Defining a stream
Stream structure
A stream is defined by a Stream object that contains the Input and Output objects.
Both Input and Output objects are defined by a Schema and an Processor object.
These objects defined in the kemux package are dataclasses.
Thus, the dataclasses package is to be imported when defining a Stream.
Knowing that, the Stream object is defined as follows:
class Input:
@dataclasses.dataclass
class Schema(kemux.data.schema.input.InputSchema):
...
@dataclasses.dataclass
class Processor(kemux.data.processor.input.InputProcessor):
...
class Outputs:
class OutputTopic1:
@dataclasses.dataclass
class Schema(kemux.data.schema.output.OutputSchema):
...
@dataclasses.dataclass
class Processor(kemux.data.processor.output.OutputProcessor):
...
class OutputTopic2:
@dataclasses.dataclass
class Schema(kemux.data.schema.output.OutputSchema):
...
@dataclasses.dataclass
class Processor(kemux.data.processor.output.OutputProcessor):
...
...
Note that the Input and Output objects are defined as classes, used as namespaces for the Schema and Processor objects.
It is important to note that the Schema/Processor objects are to be both defined as dataclasses and to inherit from correct kemux package objects.
Example: Input.Schema inherits from kemux.data.schema.input.InputSchema and Output.Processor inherits from kemux.data.processor.output.OutputProcessor.
Input
The Input object is defined by the Input.Schema and Input.Processor objects.
Input.Schema
The Input.Schema object is defined by the kemux.data.schema.input.InputSchema class.
This class is a dataclass that contains the schema of the input data and validation methods for each of input data fields.

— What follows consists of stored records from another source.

PR #7522, opened 2024-10-15
Apply ITU-T O.150 Standard Polynomials

mcdiarmid:
## Description

If no mask (mask=0) is provided for the GLFSR block, a default will be selected from a look-up-table `s_polynomial_masks`. The current table of default masks contains a valid maximal length sequence (MLS) for degrees 1..32. However, all of these defaults differ to industry standard, so more often than not the user will need to specify the mask they desire. I ran into this problem at my previous job, where all of the commercial-off-the-shelf (COTS) modems that implement the IRIG and CCSDS standards, used differing PN sequence polynomials to the GNURadio defaults.

Where do the current polynomials come from? I came across this link (https://users.ece.cmu.edu/~koopman/lfsr/index.html) while researching standards that define PRBS/PN sequences. All instances of the PN sequence polynomials defined in `s_polynomial_masks` are actually the first/smallest polynomial that defines a viable MLS for the given degree. The first line on
each of the links in the "Text file (First hundred entries)" column corresponds to the entry currently defined in `s_polynomial_masks`.

I propose that the following standards should be implemented for default PN sequence polynomials:

- [ITU-T O.150](https://www.itu.int/rec/T-REC-O.150-199605-I/en) - (9, 11, 15, 19, 20, 23, 29, 31)
- TODO - find a good source for the information contained in [this link](https://www.digikey.co.nz/en/articles/use-readily-available-components-generate-binary-sequences-white-noise), as it aligns with ITU-T O.150 and implements other polynomials for degree 2..32 not found in ITU-T O.150.

Furthermore, perhaps outside of the scope of this MR - the way the integer masks and polynomials are related can be slightly confusing. E.g. the polynomial for PN11 - x^11 + x^9 + 1 is actually represented as (1<<10) | (1<<8). I found this discrepancy slightly confusing when working through understanding how to use this block.
## Checklist


mcdiarmid:
I don't think the workflow failure is due to the changes in this PR, but I don't have permission to re-run to check it's an intermittent failure.

willcode:
> I don't think the workflow failure is due to the changes in this PR, but I don't have permission to re-run to check it's an intermittent failure.

No, we're seeing that one intermittently on various targets lately.

willcode:
@marcusmueller @drmpeg looking for opinions on whether anyone would be using glfsr as a known-sequence scrambler, or just as a PRN source. If the former, people might depend on the sequence. It seems unlikely, but it's a behavior change.

marcusmueller:
I'd say it's most probably more commonly used as a source of a known cyclic sequence than not

mcdiarmid:
If changing default behaviour isn't the correct approach, perhaps either:
- These masks can be made available to import: `from gnuradio.digital.glfsr import PNMasks`...
- A "PN Sequence" Hier block could be added that doesn't have a mask parameter, with degree being used to select one of the proposed masks.

willcode:
I'm personally ok with this because it seems unlikely that someone has matched GR polys to a separate application that won't get updated. It could happen, and we'll probably hear from the one person who has saved data based on the current polys. I'll put out a note on the dev channel and see if we get more opinions.

drmpeg:
Just a note. This is used in pn_correlator_cc_impl.cc also.

willcode:
I think we're going to need the default to be backwards compatible, but an "ITU-compliant" switch could be added.

mcdiarmid:
> Just a note. This is used in pn_correlator_cc_impl.cc also.
Thanks for pointing that out.  Seems like the same logic is applied with defaults if mask=0, I'll keep this in mind.

> I think we're going to need the default to be backwards compatible, but an "ITU-compliant" switch could be added.
I'll add a yes/no drop-down box.   Set to no (default) doesn't change behaviour of how the block is initialised.  Set to yes will hide the mask parameter.  I'll also try expose the new table of polynomials via the Python binding API.

mcdiarmid:
Or, perhaps it just makes sense if I just add a table of these polynomials and mask representation to the GLFSR Block wiki page, and perhaps make reference to this in the block Details pane.  I'll still keep the change to the block yml file though as a hex representation is much nicer for bit-fields.

What do you guys think is more appropriate?

willcode:
From the user point of view, the easiest thing would be a "GR" and "ITU" selection, with "GR" as the default. We don't have any way of knowing whether anyone depends on the existing polys.

This would require a backward compatible change to the API, adding something like `itu=false` as the last param wherever this is used. I see:

- pn_correlator_cc
- glfsr_source_b
- glfsr_source_f

The param needs to be plumbed through the Python/Pybind11/C++ layers.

An example of Input.Schema object is given below:
@dataclasses.dataclass
class Schema(kemux.data.schema.input.InputSchema):
_field1_: str
_field2_: int
def validate_field1(self, field1: str) -> bool:
return True
def validate_field2(self, field2: int) -> bool:
return True
Field corresponding to keys present in the input data are prefixed and suffixed by _ (underscore) characters.
This decoration signifies that the field is to be validated by the validate_<field_name> method of the Input.Schema object.

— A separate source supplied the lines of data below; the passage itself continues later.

PR #7523, opened 2024-10-15
grc-qt: some improvements on the PropertyDialog

dl1ksv:
## Description

Multiline text cannot be saved  ( In comments)
This is fixed now

The return key is connected to the accept button. So you have to reopen the dialog, to do further changes. Now this key only finishes the input on an entry and you can modify this entry again, without reopening.

After changing a parameter the gui is now updated.

For instance open a filter block and change the window parameter from Hamming to Kaiser, than the Beta parameter appears.

## Testing Done

Open a highpass filter block.

Change the default window type to kaiser. The Beta parameter should appear.

Go to the "Adanced tab" and try to add a comment and  try to save.

## Checklist

### DIFF
--- a/grc/gui_qt/components/dialogs.py
+++ b/grc/gui_qt/components/dialogs.py
@@ -79,95 +79,17 @@ class PropsDialog(QDialog):
         self.edit_params = []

In other words, if a field is prefixed and suffixed by _ characters, the Input.Schema object must contain a validate_<field_name> method.
Each message read from the input Kafka topic will be validated, ensuring that each of them meets a predefined schema.

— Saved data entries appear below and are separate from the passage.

PR #7527, opened 2024-10-15
Test clang tidy action

marcusmueller:
This is just to test whether CI will deal correctly with clang-tidy / git refs . **Don't merge**.


marcusmueller:
OK; this needs PCH work. Will come back to this later.

But good to know how buggy actions/checkout is: doesn't use the right user for checking out, so if one wants to do anything with the git repo after, one needs to add an exception for that. They (as of v4.2.1) don't expose the runner's ability to run git as the right user …

marcusmueller:
image
:tada:

marcusmueller:
Will probably want to use clang**d**-tidy, with a custom .clangd file for the action.

PR #7532, opened 2024-10-27
analog: precalculate squelch ramp window values

phyBrackets:
analog: precalculate squelch ramp window values

Optimize squelch ramping calculations by storing precomputed cosine window 
values in a lookup table. Updates occur only when ramp size changes.

## Description
The squelch implementation was performing costly cosine calculations for 
every sample during attack and decay transitions. This change precalculates 
these values once when the ramp size is set, significantly improving 
performance during runtime transitions.

- gr-analog/lib/squelch_base_ff_impl.cc
- Performance improvement in squelch transitions

## Checklist


gr-analog/lib/squelch_base_ff_impl.cc
```diff
@@ -33,13 +33,31 @@ squelch_base_ff_impl::squelch_base_ff_impl(const char* name, int ramp, bool gate
...
+void squelch_base_ff_impl::precalculate_window()
+{
+    if (d_ramp <= 0) {
+        d_window_table.clear();
+        return;
+    }
+
+    d_window_table.resize(d_ramp + 1);
+    for (int i = 0; i <= d_ramp; i++) {
+        d_window_table[i] = 0.5 - std::cos(GR_M_PI * i / d_ramp) / 2.0;
```
marcusmueller, line 50: this is a narrowing conversion from `double` to `float`; and we don't need the double precision here, so while we pre-calculate a table, let's also improve this code, use `0.5f` in place of `0.5`, calculate a `const float increment = static_cast<float>(GR_M_PI) / d_ramp`, and use that, as in `std::cos(i * increment)`.

gr-analog/lib/squelch_base_ff_impl.cc
```diff
@@ -33,13 +33,31 @@ squelch_base_ff_impl::squelch_base_ff_impl(const char* name, int ramp, bool gate
     d_state = ST_MUTED;
     d_envelope = d_ramp ? 0.0 : 1.0;
```
marcusmueller, line 34: ah, this isn't your fault at all, but! 

If someone sets `ramp` to something > 0 in the constructor, then `d_envelope` will take different during operation. So far, so good.

Now the user later on calls `set_ramp(0)`. See the problem? In that case, we need to set `d_envelope = 1.0f`. So, please amend your `set_ramp` to check that case :)

gr-analog/lib/squelch_base_ff_impl.cc
```diff
@@ -100,8 +119,10 @@ int squelch_base_ff_impl::general_work(int noutput_items,
             break;
 
         case ST_DECAY:
-            // FIXME: precalculate window for speed
-            d_envelope = 0.5 - std::cos(GR_M_PI * (--d_ramped) / d_ramp) / 2.0;
+            if (!d_window_table.empty()) {
+                d_envelope = d_window_table[--d_ramped];
+            }
+
             if (d_ramped == 0.0) {
```
marcusmueller, line 126: huh, this code is comparing `int d_ramped` with `double` 0.0; can you fix that while you're at it?

marcusmueller (changes requested):
Thanks! This generally looks pretty good, small, but still relevant, changes necessary.

marcusmueller (approved):

phyBrackets:
Hey @marcusmueller Is it possible for me to merge? Currently Merging is blocked with "The base branch restricts merging to authorized users".

willcode:
@phyBrackets only maintainers can merge.

There is no bound on `d_ramp`. For a fast stream, the table could be very large. True, this is usually used at audio rates and squelch attack (and usually delay) is usually a relatively small number of samples. But, on the other hand, what is the actual performance advantage of making this into a table if it is used only in low rate paths?

I think we'd need to see at test that shows a performance advantage at low rates AND a way of handling high rates via interpolation. Also, there is a complex version of this block that should get any changes we add to the float version.

marcusmueller:
@willcode  bit of historical context: Last time I touched this file, I left the `// FIXME: precalculate window for speed` in there last time I touched the block (it was added with the original version of this block by trondeau ca 12 years ago), as I assumed "short" ramps were to be expected. (also, I probably wasn't paying very much attention.)

You're right, however, the computational benefit is indeed questionable; trig functions aren't really expensive to compute in this context. Do you think it's worth further pursuing this PR? @phyBrackets might come up with good benchmarks, but they will undoubtedly show that starting at some ramp length, the downsides of doubling the memory bandwidth required will outshine the computational savings.

If we say "this is for audio rates, anyways", then the computational optimization makes no sense – not even 12 years ago. However, if that's the case, why do we even *have* the complex variant?

So, I think in the interest of keeping this code maintainable, we'd want essentially the same code in both `squelch_base_ff_impl` and `squelch_base_cc_impl`, and because performance gains are probably modest for short ramps and strongly negative for long ramps, I'd argue that in the interest of not prematurely optimizing something we have no acute need for, we might want to change the direction this PR is taking:

1. Code should be the same (essentially) in `squelch_base_ff_impl` and `squelch_base_cc_impl`, and we only do EITHER tables OR in-place calculation
2. the `// FIXME: ` needs to be removed, either way. Non-critical performance increases would be a "TODO", thinking about it. (that's why I put the "Low" label on this PR, anyways)
3. I'd argue a lot of the things @phyBrackets did here are good and worth keeping – mostly, the avoidance of calculating a double-precision `std::cos(double)` where a single-precision cosine would have done probably really made this fast enough. And the `d_envelope`-related bugfixes and checks are a should-have anyways!

@phyBrackets  do you think that's a direction you might be willing to take this? Not doing the conversion to a table lookup, but simply fixing our ramp handling and doing the conversion to single precision, as you have already done for your table calculation?

willcode:
A good first step would be to show that there is a performance problem. Otherwise, no need to change anything just to be clever.

marcusmueller:
I'd argue that the bugfix (`d_envelope` doesn't get set to 1.0f when ramp gets set to 0) and the no-downsides `std::cos(double)`->`std::cos(float)` conversion would be desirable

PR #7535, opened 2024-11-02
runtime: Fix minoutbuf/maxoutbuf for blocks with unlimited outputs

### LINKED ISSUE #7534: Minoutbuf & Maxoutbuf do not work for blocks with an unlimited number of outputs
### What happened?

Setting the "Minoutbuf" or "Maxoutbuf" advanced properties in GRC has no effect if the block has an unlimited number of outputs (e.g. Stream Demux, Selector, Null Source, Chunks to Symbols).

This happens because GRC generates calls to `set_min_output_buffer` or `set_max_output_buffer` without specifying output port numbers, and these methods do nothing if `output_signature()->max_streams()` is -1, i.e. unlimited.

https://github.com/gnuradio/gnuradio/blob/c6e9d6b6503c63124eca0a88a55b55344c9658ee/gnuradio-runtime/lib/block.cc#L345-L350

Important note: the validate_<field_name> method must return a bool value, indicating whether the field is valid or not.
If a field is not prefixed and suffixed by _ characters, it will not be treated as a field of the input data,
can be used by the Schema object for internal state management across the validation methods.
Input.Processor
The Input.Processor object is defined by the kemux.data.processor.input.InputProcessor class
and is used to defined the name of the input Kafka topic and the method used to read (here: ingest) messages from the topic.
The name of the input Kafka topic must be defined by the topic attribute of the Input.Processor object.
For the ingestation method, the Input.Processor object must define a ingest. This method accepts the message read from the input Kafka topic, represented as a dict object, and returns the input data, represented as a dict object.
Important note: the actual data is contained under the fields without the _ (underscore) prefix and suffix.
This decoration is only used internally by Kemux to construct appropiate faust.Record objects for Kafka topic handlers.
An example of Input.Processor object is given below:
@dataclasses.dataclass
class Processor(kemux.data.processor.input.InputProcessor):
topic: str = "input-topic"
def ingest(self, message: dict) -> dict:
message["field1"] = message["field1"].upper()
return message
This, of course, can also be treated as a hook, used to communicate with external services, such as databases, before returning the input data.
Combinining the Input.Schema and Input.Processor objects, the Input object is defined as follows:
class Input:
@dataclasses.dataclass
class Schema(kemux.data.schema.input.InputSchema):
_field1_: str
_field2_: int
def validate_field1(self, field1: str) -> bool:
return True
def validate_field2(self, field2: int) -> bool:
return True
@dataclasses.dataclass
class Processor(kemux.data.processor.input.InputProcessor):
topic: str = "input-topic"
def ingest(self, message: dict) -> dict:
message["field1"] = message["field1"].upper()
return message
Outputs
The Outputs object is defined by a group of output subclasses, where each one possses a structure similar to the Input class, by the Output.Schema and Output.Processor objects.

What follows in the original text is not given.